A eurobond could also help create a fixed measure of value that could provide a reliable part of capital base for banks – the role that gold performed in the past, and which the sovereign bonds of wealthy countries did until recently. Banks holding these eurobonds would then have something of real and certain value in their capital base, on the strength of which they could confidently base their lending decisions. In that way, credit would start flowing again, jobs would be created and permanent structural damage to our economies would be avoided. If this happened, rather than being the world’s economic problem Europe could be the provider of a significant part of the world’s economic solution.

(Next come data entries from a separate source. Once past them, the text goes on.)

PR #15683, opened 2020-10-16
Removes `dorny/paths-filter`

gdavison:
Removes `dorny/paths-filter` since it's causing GitHub Workflows problems

```release-note
NONE
```


YakDriver (approved):
Looks good!

PR #15838, opened 2020-10-26
Adds overridden version of `terrafmt` to tools modules

gdavison:
Adds the overridden version of `terrafmt` used in linters to the `tools` modules. This will allow version locking, rather than tracking a branch.

```release-note
NONE
```

N/A


bflad (approved):
I'm okay with continuing this temporarily, but we really should get on a release tag of the tool. 👍

PR #15864, opened 2020-10-27
tests/provider: Increase unit testing timeout from 2 to 5 minutes

bflad:
### Community Note

```release-note
NONE
```

For a variety of reasons, the unit testing timeout is occassionally too low for many systems including the GitHub Actions runners. There are some minor optimizations that can occur, such as ensuring the main provider instance is only configured once per test execution and reducing the number of generated TLS certificates in the acceptance tests (which also occurs during unit testing compilation), but the low timeout is arbitrary and these will not overly help. Longer term the large Go package will be split and more of the acceptance testing configuration will be in HCL instead of Go, which should spread out and overall reduce the execution time against the testing timeout.

Output from acceptance testing: N/A (unit testing in CI)


YakDriver (approved):
🥳

Issue #9330, opened 2019-07-12
Amazon EventBridge


ewbankkit:
### Community Note

* Please vote on this issue by adding a 👍 [reaction](https://blog.github.com/2016-03-10-add-reactions-to-pull-requests-issues-and-comments/) to the original issue to help the community and maintainers prioritize this request
* Please do not leave "+1" or "me too" comments, they generate extra noise for issue followers and do not help prioritize the request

The political and fiscal union we would thus create need not be intrusive on the politics of member states. It can be made acceptable to national public opinions so long as some key conditions are met:
- That the top people running the new system will have been directly elected by the people of Europe rather than selected by elites meeting in private. In that way a genuine European demos would be created, without which a political and fiscal union could not long survive.
- That the EU should get a slightly enlarged and wider tax base than its present one.
- That the new political and fiscal union should be accompanied by a genuine effort at public education that explains the interdependence between banks, taxpayers and ordinary people, in a way than banishes present misconceptions and convinces people that saving the banking system and preserving the credit of other EU states is in the public interest of all.
John Bruton was Taoiseach (prime minister) of the Republic of Ireland, leading the “Rainbow Coalition” of his own Fine Gael party, Labour and the Democratic Left from 1994-97. He was the EU’s Ambassador to the U.S. (2004-9) and is a former Vice-President of the European People’s Party.